Dataset excerpts
PR #1164, opened 2023-05-27
More portable method of installing janet.h -> janet/janet.h symlink

dressupgeekout:
The problem that #994 was trying to solve (the symlink should be a relative path and not absolute) doesn't actually require the use of the GNU-only `-t`/`-T` option to ln(1).


sogaiu:
To spell things out a bit...

The original proposed change looks like it was:

```makefile
ln -sf -t '$(DESTDIR)$(INCLUDEDIR)' janet.h janet/janet.h
```

What's currently in the `Makefile` is:

```makefile
ln -sf -T ./janet/janet.h '$(DESTDIR)$(INCLUDEDIR)/janet.h' || true #fixme bsd
```

So it looks like there was a change to the original at some point.

Doing some digging, came across [this](https://github.com/janet-lang/janet/commit/e001efa9fdd6468e9589dfe1dcedb075dcf43048).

INSTRUCTIONS TO FOLLOW
Line by line, retype all of the entries.

SOLUTION TO THIS PROBLEM
PR #1164, opened 2023-05-27
More portable method of installing janet.h -> janet/janet.h symlink

dressupgeekout:
The problem that #994 was trying to solve (the symlink should be a relative path and not absolute) doesn't actually require the use of the GNU-only `-t`/`-T` option to ln(1).


sogaiu:
To spell things out a bit...

The original proposed change looks like it was:

```makefile
ln -sf -t '$(DESTDIR)$(INCLUDEDIR)' janet.h janet/janet.h
```

What's currently in the `Makefile` is:

```makefile
ln -sf -T ./janet/janet.h '$(DESTDIR)$(INCLUDEDIR)/janet.h' || true #fixme bsd
```

So it looks like there was a change to the original at some point.

Doing some digging, came across [this](https://github.com/janet-lang/janet/commit/e001efa9fdd6468e9589dfe1dcedb075dcf43048).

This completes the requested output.